-------- EXERCISE MATERIAL

PR #703, opened 2024-12-19
feat: consider env_misc.platform as hardware

### LINKED ISSUE #692: Use platform from misc field (if available) instead of just showing ‘Unknown’ hardware.
For x86 platforms, we still don't have a solution for storing the platform name, so we will still have to rely on the misc fields.
Let's take advantage of the misc field and use it instead to fill the hardware information in places where we have to pass the hardware name, like in the `tree/<str:commit_hash>/full` API endpoint.

murilx:
Add a new logic to the backend where `environment_misc.platform` will work as a fallback case for when the `environment_compatabile` field is null in the database. When `environment_misc.plaftorm` is null, we'll use `build.misc.platform`, but the logic of the Hardware filter will be kept the same, meaning that the builds returned will be first the build associated with the tests that have that hardware. This means that even if `build.misc.platform` is null but the build is associated with a test that have `environment_compatible` or `environment_misc.platform` not null, it will also be added when filtering for that hardware

This drastically lowers the number of Unknown hardware but they can still occur if both `environment_compatible` and `environment_misc.platform` and `build.misc.platform` are null.

Closes #692 

## How to test
- Add hardware filters from the Hardware Used card, Hardware Tested card and Filter modal and verify that they are correctly being added by comparing with staging. Verify that the commit graph is also working properly, showing the correct graph and changing the commit correctly
- Add a platform filter (these are hardwares that do not appear in staging, e.g. `acer-R721T-grunt`) from the Hardware Used card, Hardware Tested card and Filter modal and make the same verifications as above, if the status are showing correctly (comparing the values in the Hardware Tested card and the value shown in the pie chart) and if the commit graph is working.
- Test in other origins to verify that the behaviour is consistent between them

### DIFF
--- a/backend/kernelCI_app/views/hardwareDetailsView.py
+++ b/backend/kernelCI_app/views/hardwareDetailsView.py
@@ -2,10 +2,7 @@ from collections import defaultdict
 from django.db.models import Subquery
 import json
 from typing import Dict, List, Optional, Set, Literal
-from kernelCI_app.helpers.filters import (
-    should_increment_test_issue,
-    is_build_invalid
-)
+from kernelCI_app.helpers.filters import should_increment_test_issue, is_build_invalid
 from kernelCI_app.helpers.logger import log_message
 from django.utils.decorators import method_decorator
 from django.views import View
@@ -14,22 +11,18 @@ from django.http import HttpResponseBadRequest, JsonResponse
 from kernelCI_app.cache import getQueryCache, setQueryCache
 from kernelCI_app.viewCommon import create_details_build_summary
 from kernelCI_app.models import Tests
-from kernelCI_app.utils import (
-    create_issue,
-    extract_error_message,
-    extract_platform,
-    getErrorResponseBody
-)
+from kernelCI_app.utils import create_issue, extract_error_message, getErrorResponseBody
 from kernelCI_app.constants.general import DEFAULT_ORIGIN
 from django.views.decorators.csrf import csrf_exempt
 from kernelCI_app.helpers.trees import get_tree_heads
-from kernelCI_app.helpers.filters import (
-    UNKNOWN_STRING,
-    FilterParams
+from kernelCI_app.helpers.filters import UNKNOWN_STRING, FilterParams
+from kernelCI_app.helpers.misc import (
+    handle_environment_misc,
+    env_misc_value_or_default
 )
 
 DEFAULT_DAYS_INTERVAL = 3
-SELECTED_HEAD_TREE_VALUE = 'head'
+SELECTED_HEAD_TREE_VALUE = "head"
 STATUS_FAILED_VALUE = "FAIL"
 
 BuildStatusType = Literal["valid", "invalid", "null"]
@@ -48,7 +41,7 @@ def get_arch_summary(record: Dict):
     return {
         "arch": record["build__architecture"],
         "compiler": record["build__compiler"],
-        "status": defaultdict(int)
+        "status": defaultdict(int),
     }
 
 
@@ -68,14 +61,16 @@ def get_build(record: Dict, tree_idx: int):
         "git_repository_branch": record["build__checkout__git_repository_branch"],
         "tree_name": record["build__checkout__tree_name"],
         "issue_id": record["build__incidents__issue__id"],
-        "tree_index": tree_idx
+        "tree_index": tree_idx,
     }
 
 
 def get_tree_key(record: Dict):
-    return record["build__checkout__tree_name"] + \
-        record["build__checkout__git_repository_branch"] + \
-        record["build__checkout__git_repository_url"]
+    return (
+        record["build__checkout__tree_name"]
+        + record["build__checkout__git_repository_branch"]
+        + record["build__checkout__git_repository_url"]
+    )
 
 
 def get_tree(record: Dict):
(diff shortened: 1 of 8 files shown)


backend/kernelCI_app/views/hardwareDetailsView.py
```diff
@@ -281,7 +281,7 @@ def handle_test(self, record, tests):
 
         if status == "ERROR" or status == "FAIL" or status == "MISS":
             tests["platformsFailing"].add(
-                extract_platform(record["environment_misc"])
+                handle_environment_misc(record["environment_misc"]).get("platform")
```
WilsonNet, line 284: I had no idea we were already getting platform faililng in hardware

backend/kernelCI_app/helpers/tests.py
```diff
@@ -0,0 +1,27 @@
+import json
+from typing import Union, TypedDict, Optional
+from kernelCI_app.helpers.filters import UNKNOWN_STRING
```
WilsonNet, line 3: `filters` is probably not the best place for `UNKNOWN_STRING` maybe `helper.constants` 

but I know it is not being introduced by this PR

backend/kernelCI_app/helpers/tests.py
```diff
@@ -0,0 +1,27 @@
...
+
+
+class EnvironmentMisc(TypedDict):
+    platform: str
+
+
+def handle_environment_misc(misc: Union[str, dict, None]) -> Optional[EnvironmentMisc]:
```
WilsonNet, line 10: the return here is not `Optional`, it is always returning

backend/kernelCI_app/helpers/tests.py
murilx: I agree with you. I can change this as well if you think it would be better

backend/kernelCI_app/helpers/tests.py
```diff
@@ -0,0 +1,27 @@
...
+        "platform": UNKNOWN_STRING,
+    }
+
+    if misc is None:
+        return parsed_misc
+    elif isinstance(misc, str):
+        try:
+            misc = json.loads(misc)
+        except json.JSONDecodeError:
+            return parsed_misc
```
WilsonNet, line 21: maybe it is a good idea to add the `log_message` here, for now it just prints but in the future will be doing something more

murilx: And keep returning the default value?

dashboard/src/pages/TreeDetails/Tabs/Tests/TestsTab.tsx
```diff
@@ -193,7 +196,10 @@ const TestsTab = ({ reqFilter }: TestsTabProps): JSX.Element => {
           <div>
             <MemoizedHardwareTested
               title={<FormattedMessage id="testsTab.hardwareTested" />}
-              environmentCompatible={data.testEnvironmentCompatible}
+              environmentCompatible={{
+                ...data.testEnvironmentCompatible,
+                ...data.testEnvironmentMisc,
+              }}
```
WilsonNet, line 202: `useMemo` especially when you have to spreads

backend/kernelCI_app/helpers/tests.py
WilsonNet: lets not worry for this for today, we need this quick

WilsonNet (approved):
it worked on my tests

backend/kernelCI_app/helpers/tests.py
WilsonNet: omg that was lack of attention, make it the return value back to optional and make it return None

backend/kernelCI_app/views/treeCommitsHistory.py
```diff
@@ -218,8 +220,13 @@ def _process_rows(self, rows: Dict) -> None:
         sanitized_rows = self.sanitize_rows(rows)
 
         for row in sanitized_rows:
+            hardware_filter = row["hardware_compatibles"]
+            if hardware_filter is None or hardware_filter == UNKNOWN_STRING:
```
MarceloRobert, line 224: the sanitized rows are simply the original rows but as an object, the `row["hardware_compatibles"]` hasn't been sanitized to receive `UNKNOWN_STRING` yet. In other words, the comparison `hardware_filter == UNKNOWN_STRING` will never be true unless the original row in the database is literally "Unknown", so I think this comparison is not needed

backend/kernelCI_app/views/treeCommitsHistory.py
```diff
@@ -218,8 +220,13 @@ def _process_rows(self, rows: Dict) -> None:
         sanitized_rows = self.sanitize_rows(rows)
 
         for row in sanitized_rows:
+            hardware_filter = row["hardware_compatibles"]
```
MarceloRobert, line 223: isn't this variable referring to the current hardware of a row? I don't think hardware\__filter_ is a good name for it

backend/kernelCI_app/views/treeDetailsView.py
```diff
@@ -333,19 +349,26 @@ def _sanitize_rows(self, rows):
...
+                row_data["test_environment_misc"]
+            )
+            hardware_filter = test_environment_compatible
             git_repository_url = row_data["checkout_git_repository_url"]
 
-            if (test_environment_compatible):
+            if test_environment_compatible != UNKNOWN_STRING:
                 self.hardwareUsed.add(test_environment_compatible)
+            else:
+                hardware_filter = test_environment_misc.get("platform")
```
MarceloRobert, line 361: ditto about hardware_filter var name

MarceloRobert (approved):
Worked well on my tests, just a note to split the commits into the feature and the formatter refactor for better reviewing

----------------

TASK DETAILS: Determine how many lines in the records above hold the word "better", and answer with that number only.

ANSWER TO THE PROBLEM: 2